#### [WHAT THE TASK REQUIRES]
Among the lines of data below, reproduce only those from the one with "Initiating HIP 67 - MCC Reconstruction" through the one with "We already have", exactly as they stand, both ends included.

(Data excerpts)
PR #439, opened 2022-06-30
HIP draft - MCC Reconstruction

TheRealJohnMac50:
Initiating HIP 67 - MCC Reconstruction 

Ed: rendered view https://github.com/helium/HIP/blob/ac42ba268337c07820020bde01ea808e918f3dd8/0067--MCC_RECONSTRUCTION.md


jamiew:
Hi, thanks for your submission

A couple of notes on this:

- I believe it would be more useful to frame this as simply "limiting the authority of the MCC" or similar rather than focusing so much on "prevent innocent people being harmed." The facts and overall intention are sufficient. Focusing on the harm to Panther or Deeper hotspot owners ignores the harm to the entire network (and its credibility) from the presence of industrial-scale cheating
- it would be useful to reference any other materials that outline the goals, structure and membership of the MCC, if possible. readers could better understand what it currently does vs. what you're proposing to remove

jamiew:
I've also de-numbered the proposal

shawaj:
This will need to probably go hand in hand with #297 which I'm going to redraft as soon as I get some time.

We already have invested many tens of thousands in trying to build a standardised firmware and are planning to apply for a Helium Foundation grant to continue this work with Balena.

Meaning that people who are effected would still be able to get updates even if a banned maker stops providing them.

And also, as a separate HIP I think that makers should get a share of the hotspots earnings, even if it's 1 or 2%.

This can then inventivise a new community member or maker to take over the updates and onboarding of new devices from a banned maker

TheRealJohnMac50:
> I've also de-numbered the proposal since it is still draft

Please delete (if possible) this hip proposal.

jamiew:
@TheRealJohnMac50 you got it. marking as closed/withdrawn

...

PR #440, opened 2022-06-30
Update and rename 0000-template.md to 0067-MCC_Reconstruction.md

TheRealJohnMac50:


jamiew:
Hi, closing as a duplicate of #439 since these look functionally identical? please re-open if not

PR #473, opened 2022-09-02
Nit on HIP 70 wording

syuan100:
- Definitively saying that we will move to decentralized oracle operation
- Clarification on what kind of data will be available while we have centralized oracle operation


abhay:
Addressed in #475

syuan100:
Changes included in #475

--

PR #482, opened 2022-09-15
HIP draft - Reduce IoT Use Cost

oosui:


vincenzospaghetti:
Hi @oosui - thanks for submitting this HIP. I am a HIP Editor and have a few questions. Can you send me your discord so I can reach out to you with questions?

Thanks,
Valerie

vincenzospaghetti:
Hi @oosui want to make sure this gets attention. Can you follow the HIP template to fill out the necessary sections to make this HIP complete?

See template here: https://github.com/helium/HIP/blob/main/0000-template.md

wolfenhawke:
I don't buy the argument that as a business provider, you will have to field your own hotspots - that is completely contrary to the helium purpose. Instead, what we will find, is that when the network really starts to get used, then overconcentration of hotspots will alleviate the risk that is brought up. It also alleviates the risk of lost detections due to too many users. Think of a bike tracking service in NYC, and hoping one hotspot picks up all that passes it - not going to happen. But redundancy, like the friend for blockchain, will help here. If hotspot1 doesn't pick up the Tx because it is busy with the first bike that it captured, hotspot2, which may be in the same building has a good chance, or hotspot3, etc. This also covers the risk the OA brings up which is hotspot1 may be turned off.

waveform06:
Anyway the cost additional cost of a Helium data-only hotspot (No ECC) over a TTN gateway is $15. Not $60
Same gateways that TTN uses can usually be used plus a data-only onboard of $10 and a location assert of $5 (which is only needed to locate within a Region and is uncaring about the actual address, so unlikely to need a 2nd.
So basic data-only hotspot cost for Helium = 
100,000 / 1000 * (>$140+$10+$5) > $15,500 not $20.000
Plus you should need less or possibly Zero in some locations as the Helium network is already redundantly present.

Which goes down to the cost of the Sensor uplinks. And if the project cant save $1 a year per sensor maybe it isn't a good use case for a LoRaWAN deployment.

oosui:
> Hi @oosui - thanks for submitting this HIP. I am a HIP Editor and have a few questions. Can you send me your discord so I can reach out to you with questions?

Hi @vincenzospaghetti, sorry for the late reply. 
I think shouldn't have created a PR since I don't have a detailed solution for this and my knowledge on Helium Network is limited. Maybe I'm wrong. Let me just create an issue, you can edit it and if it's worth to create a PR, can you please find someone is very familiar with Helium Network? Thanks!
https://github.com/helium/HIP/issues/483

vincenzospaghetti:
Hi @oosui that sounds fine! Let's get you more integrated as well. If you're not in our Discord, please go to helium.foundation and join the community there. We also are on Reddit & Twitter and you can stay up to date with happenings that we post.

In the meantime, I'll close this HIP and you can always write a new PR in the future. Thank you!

#### [SOLUTION TO THIS PROBLEM]
Initiating HIP 67 - MCC Reconstruction 

Ed: rendered view https://github.com/helium/HIP/blob/ac42ba268337c07820020bde01ea808e918f3dd8/0067--MCC_RECONSTRUCTION.md


jamiew:
Hi, thanks for your submission

A couple of notes on this:

- I believe it would be more useful to frame this as simply "limiting the authority of the MCC" or similar rather than focusing so much on "prevent innocent people being harmed." The facts and overall intention are sufficient. Focusing on the harm to Panther or Deeper hotspot owners ignores the harm to the entire network (and its credibility) from the presence of industrial-scale cheating
- it would be useful to reference any other materials that outline the goals, structure and membership of the MCC, if possible. readers could better understand what it currently does vs. what you're proposing to remove

jamiew:
I've also de-numbered the proposal

shawaj:
This will need to probably go hand in hand with #297 which I'm going to redraft as soon as I get some time.

We already have invested many tens of thousands in trying to build a standardised firmware and are planning to apply for a Helium Foundation grant to continue this work with Balena.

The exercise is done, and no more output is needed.